There are conservation success stories, although many of these are notable by the fact they have tended to focus on large and iconic species such as gorillas and pandas. The traditional approach of focusing on individual species such as pandas can come at the expensive of wider biodiversity, with other mammals such as leopards, snow leopards, wolves and Asian dogs disappearing from many of the panda reserves. There has been further criticism of the top down single species approach to conservation initiatives, such as the hugely successful increase in tiger numbers in India, because it appears that it may come at a high price for indigenous people.
With the right political focus and an ecosystem level approach, however, there can be effective initiatives that provide enormous benefits for biodiversity. Costa Rica is the first tropical country to have stopped and reversed deforestation, with a ban on deforestation and a government funded initiative that pays farmers to preserve natural habitats for biodiversity and climate change mitigation. The results have been very encouraging for global conservation initiatives, increasing forest cover from a low of approximately 38% back up to 60% since 1996.

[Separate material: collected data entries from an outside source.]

PR #8029, opened 2025-03-19
Migrate from kotlin-compiler-embeddable to kotlin-compiler

### LINKED ISSUE #8027: Migrate from kotlin-compiler-embeddable to kotlin-compiler
## Expected Behavior
We use dependencies that work properly with the Kotlin Analysis API.

## Current Behavior
We use `kotlin-compiler-embeddable` as our compiler dependency which is incompatible with AA.

## Context
`kotlin-compiler-embeddable` is not compatible with the Kotlin Analysis API - AA has IntelliJ dependencies which are relocated in embeddable causing runtime failures unless the standard compiler dependency is used. We could do some trickery with package relocation, but using the standard compiler artifact will be simpler and more performant when building.

detekt migrated to the embeddable compiler in 0de7b72845d715c138945d4bb296def07a0f757a, first released in [M11](https://github.com/detekt/detekt/releases/tag/M11). There had been some complaints about dependencies conflicting with other plugins. Looking at the Gradle plugin from back then, this would have been the problem:

https://github.com/detekt/detekt/blob/93d7cde3720ea5c49ba8b4bd4bfc64fabc143220/detekt-gradle-plugin/src/main/kotlin/io/gitlab/arturbosch/detekt/DetektCheckTask.kt#L20-L22

The problem there was that the detekt-cli dependency was being added as a build(script) configuration dependency. We don't do that anymore, it's added in its own isolated configuration, so even if we switch back to the normal compiler dependency we shouldn't create new conflicts with other plugins.

Required for #8021.

3flex:
Closes #8027 

I suggest reviewing by commit, as the majority of line changes are updates to import declarations.

There are slightly cleaner ways of repackaging ktlint to make it compatible with the `kotlin-compiler` dependency - probably by using [Gradle's artifact transforms](https://docs.gradle.org/current/userguide/artifact_transforms.html) and something like [ASM](https://asm.ow2.io/) or [Byte Buddy](https://bytebuddy.net), but as I'm not familiar with any of these, that would take some time to investigate. In the meantime the shadow plugin should work just fine.

detekt-compiler-plugin tests were disabled. To avoid this, would likely need some kind of packaging relocation trickery similar to what was done for ktlint, but I don't think it's worth it at this stage. Please review my inline comment and linked commit message for more details.


detekt-compiler-plugin/src/test/kotlin/io/github/detekt/compiler/plugin/CompilerTest.kt
```diff
@@ -2,8 +2,10 @@ package io.github.detekt.compiler.plugin
 
 import io.github.detekt.compiler.plugin.util.CompilerTestUtils.compile
 import io.github.detekt.compiler.plugin.util.assertThat
+import org.junit.jupiter.api.Disabled
 import org.junit.jupiter.api.Test
 
+@Disabled("https://github.com/tschuchortdev/kotlin-compile-testing/issues/234")
```
3flex, line 8: Please review the associated commit https://github.com/detekt/detekt/pull/8029/commits/12165bfdc43166ffd5551b22d74a7f1f596d3154

I don't know if this can ever be fixed, except with some tricky packaging workarounds & package relocation. I don't think it's worth the time investment for this PR.

BraisGabin: I'm OK with this.

BraisGabin (approved):
LGTM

Although the latitudinal gradients mean that biodiversity is not as high in temperate climates as in tropical climates, the diversity of habitats in countries such as the UK is essential to keeping our ecosystems functioning. The state of biodiversity in the UK is poor, however, with the UK failing to meet 14 out of the 20 Aichi biodiversity targets agreed as part of the Convention on Biological Diversity. The 2019 State of Nature report records continuing declines in many UK species, with a 13% decline in average species’ abundance overall since 1970 and 15% of species being threatened with extinction from Great Britain. Although the government committed to increasing the proportion of protected land to 30% by 2030, environmental organisations have highlighted how poorly many of our ‘protected’ areas are managed, with minimal benefits for wildlife. The UK also has one of the lowest levels of forest cover in Europe at only 13%, compared to a European average of 46%.

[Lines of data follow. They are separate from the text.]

PR #8037, opened 2025-03-23
Compile test snippets with Analysis API

3flex:
WIP - should be able to create a separate job for compiling with AA so for a time we'll support the old & new test snippet compilation methods.

### DIFF
--- a/detekt-test-utils/build.gradle.kts
+++ b/detekt-test-utils/build.gradle.kts
@@ -3,9 +3,16 @@ plugins {
     id("public-api")
 }
 
+repositories {
+    mavenCentral()
+    maven("https://maven.pkg.jetbrains.space/kotlin/p/kotlin/kotlin-ide-plugin-dependencies")
+}
+
 dependencies {
     api(libs.kotlin.stdlib)
     api(libs.junit.jupiterApi)
+    runtimeOnly(projects.detektKotlinAnalysisApi)
+    compileOnly(libs.bundles.kotlin.analysisApi) { isTransitive = false }
     implementation(projects.detektParser)
     implementation(libs.kotlin.mainKts)
     implementation(libs.kotlinx.coroutinesCore)
--- a/detekt-test-utils/src/main/kotlin/io/github/detekt/test/utils/KotlinAnalysisAAEngine.kt
+++ b/detekt-test-utils/src/main/kotlin/io/github/detekt/test/utils/KotlinAnalysisAAEngine.kt
@@ -1,0 +1,102 @@
+package io.github.detekt.test.utils
+
+import org.intellij.lang.annotations.Language
+import org.jetbrains.kotlin.analysis.api.KaExperimentalApi
+import org.jetbrains.kotlin.analysis.api.KaImplementationDetail
+import org.jetbrains.kotlin.analysis.api.KaPlatformInterface
+import org.jetbrains.kotlin.analysis.api.analyze
+import org.jetbrains.kotlin.analysis.api.components.KaCompilationResult
+import org.jetbrains.kotlin.analysis.api.components.KaCompilerTarget
+import org.jetbrains.kotlin.analysis.api.diagnostics.KaDiagnosticWithPsi
+import org.jetbrains.kotlin.analysis.api.diagnostics.KaSeverity
+import org.jetbrains.kotlin.analysis.api.projectStructure.KaModule
+import org.jetbrains.kotlin.analysis.api.projectStructure.contextModule
+import org.jetbrains.kotlin.analysis.api.standalone.buildStandaloneAnalysisAPISession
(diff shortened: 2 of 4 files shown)


detekt-test-utils/src/main/kotlin/io/github/detekt/test/utils/KotlinAnalysisApiEngine.kt
```diff
@@ -0,0 +1,120 @@
...
+            }
+
+            if (result is KaCompilationResult.Failure) {
+                val errors = result.errors.joinToString("\n") {
+                    if (it is KaDiagnosticWithPsi<*>) {
+                        val lineAndColumn = PsiDiagnosticUtils.offsetToLineAndColumn(
+                            it.psi.containingFile.viewProvider.document,
+                            it.psi.textOffset
+                        )
+                        "${it.severity.name} ${it.defaultMessage} (${it.psi.containingFile.name}:${lineAndColumn.line}:${lineAndColumn.column})"
```
BraisGabin, line 106:
```suggestion
```

This line can be removed, right?

3flex: We can probably build a detekt rule for this!

detekt-test-utils/src/main/kotlin/io/github/detekt/test/utils/KotlinAnalysisApiEngine.kt
```diff
@@ -0,0 +1,119 @@
...
+import org.jetbrains.kotlin.platform.jvm.JvmPlatforms
+import org.jetbrains.kotlin.psi.KtFile
+import java.io.File
+import java.nio.file.Path
+import kotlin.io.path.Path
+
+/**
+ * The object to use the Kotlin Analysis API for code compilation.
+ */
+class KotlinAnalysisApiEngine(@Language("kotlin") code: String, disposable: Disposable) {
```
BraisGabin: Do we want this as a class instead of a top level function? I don't see why I would call `compile()` 0 or more than once. Or we can reuse the class for multiple snippets or we should make this just a top level function.

Also, we don't need to pass the disposable, right? It can be an implementation detail.

3flex: That's way better, updated. I left the `KotlinAnalysisApiEngine` (now an object) around the `compile` function to match the `KotlinScriptEngine` API.

3flex: We can't reuse the class because the analysis API session is immutable and can't reindex files, so reusing the session with new files means some test snippet compilations will interact with others which isn't what we want.

Hopefully this will address that need in future: https://youtrack.jetbrains.com/issue/KT-67151/Analysis-API-Standalone-Support-incremental-re-indexing-of-additional-modified-source-files

3flex:
@BraisGabin on your other comment...

> We could use the old compiler for that, right?

For now, yes, but the old compiler is being retired in a future Kotlin 2.x release. Or did you mean just using an older version of Kotlin to compile snippets? Also not really sure why we'd need or want to do this?

detekt-test-utils/src/main/kotlin/io/github/detekt/test/utils/KotlinAnalysisApiEngine.kt
```diff
@@ -0,0 +1,123 @@
...
+     * Compiles a given code string using Kotlin's Analysis API.
+     *
+     * @throws IllegalStateException if the given code snippet does not compile
+     */
+    @Suppress("LongMethod")
+    fun compile(@Language("kotlin") code: String) {
+        val disposable = Disposer.newDisposable()
+
+        @OptIn(KaImplementationDetail::class, KaPlatformInterface::class)
+        val session = buildStandaloneAnalysisAPISession(disposable, unitTestMode = true) {
```
BraisGabin, line 49: I don't care that much about long methods but we could move the sesión creation to a private function to avoid it.

BraisGabin (approved):
Now the api looks way better :)

BraisGabin:
> @BraisGabin on your other comment...
> 
> > We could use the old compiler for that, right?
> 
> For now, yes, but the old compiler is being retired in a future Kotlin 2.x release. Or did you mean just using an older version of Kotlin to compile snippets? Also not really sure why we'd need or want to do this?

I was just thinking how critical was this change to move to AA. Then I realised that it was not. It was just critical to support new versions of Kotlin. And last, I remembered than one of the more important points to move to AA is to support new versions of Kotlin. For that reason all that comment has really few sense.

PR #1593, opened 2024-12-16
feat: Add SchedulerTask which will be notified once cancelled.

He-Pin:
Motivation:
refs: https://github.com/apache/pekko/issues/1579

Tests is still missing

### DIFF
--- a/actor-tests/src/test/scala/org/apache/pekko/actor/SchedulerSpec.scala
+++ b/actor-tests/src/test/scala/org/apache/pekko/actor/SchedulerSpec.scala
@@ -131,6 +131,17 @@ trait SchedulerSpec extends BeforeAndAfterEach with DefaultTimeout with Implicit
         task.isCancelled should ===(true)
       }
 
+      "notify callback if cancel is performed before execution" taggedAs TimingTest in {
+        val latch = new CountDownLatch(1)
+        val task = system.scheduler.scheduleOnce(100 millis,
+          new SchedulerTask {
+            override def run(): Unit = ()
+            override def cancelled(): Unit = latch.countDown()
+          })
+        task.cancel()
+        latch.await(100, TimeUnit.MILLISECONDS) should ===(true)
+      }
+
       "not be canceled if cancel is performed after execution" taggedAs TimingTest in {
         val latch = TestLatch(1)
         val task = collectCancellable(system.scheduler.scheduleOnce(10.millis)(latch.countDown()))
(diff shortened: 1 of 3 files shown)


actor/src/main/scala/org/apache/pekko/actor/LightArrayRevolverScheduler.scala
```diff
@@ -390,7 +395,19 @@ object LightArrayRevolverScheduler {
...
+        true
+      case _ => true
+    }
+
+    private def notifyCancellation(task: SchedulerTask): Unit = {
+      try {
+        task.cancelled()
+      } catch {
+        case Throwable =>
+        // TODO how to logging here?
```
He-Pin, line 409: Can't access the `loggingAdapter` here :(

He-Pin: I think these method should run on a dedicated executor?

pjfanning:
I'm not sure that we could add this in a v1.1 patch. I'd prefer if we delay this till v1.2.0.

He-Pin:
I'm fine with this, but as the current method is add as a default method, it should be fine too.

pjfanning (approved):
lgtm

actor-tests/src/test/scala/org/apache/pekko/actor/SchedulerSpec.scala
```diff
@@ -131,6 +131,17 @@ trait SchedulerSpec extends BeforeAndAfterEach with DefaultTimeout with Implicit
         task.isCancelled should ===(true)
       }
 
+      "notify callback if cancel is performed before execution" taggedAs TimingTest in {
+        val latch = new CountDownLatch(1)
+        val task = system.scheduler.scheduleOnce(10 seconds,
```
pjfanning, line 136: can we have a shorter schedule? to save time on the test run

pjfanning:
I'm quite worried that these tests will be brittle in CI. The CI agents can often suffer from performance issues and tests can take longer to run than on laptops, etc.

actor/src/main/scala/org/apache/pekko/actor/Scheduler.scala
```diff
@@ -498,6 +503,20 @@ trait Scheduler {
 // this one is just here so we can present a nice AbstractScheduler for Java
 abstract class AbstractSchedulerBase extends Scheduler
 
+/**
+ * A Task that will be notified when it is cancelled.
+ *
+ * @since 1.2.0
```
He-Pin, line 509: add the since annotation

The UK is also estimated to have lost 50% of its biodiversity, ranking 189 out of 218 countries assessed by the PREDICTS Biological Intactness Index and coming bottom of the G7. There is an incontrovertible need and responsibility to address the loss of biodiversity in the UK urgently. The long-awaited Environment Bill will ensure that construction projects provide a 10% biodiversity net gain, but mitigating for lost habitat is only one of the steps that we need to take. The UK needs to assess the biodiversity and use of our protected areas, encourage debate about how agriculture can be more sustainable and work towards increasing the health of our existing wild ecosystems. The British public care enormously about wildlife, so if we continue to educate ourselves and demand better from the custodians of our landscape, we can play a part in helping tackle the biodiversity crisis.
One of the cornerstones of the Creating Tomorrow’s Forests approach is that we should increase biodiversity at every one of our UK sites. We want to restore thriving, dynamic, native ecosystems which are resilient to change as well as being an oasis for wildlife and human visitors. We are passionate about British wildlife and ecology and want to enable businesses and individuals to turn the tide and rewild the UK.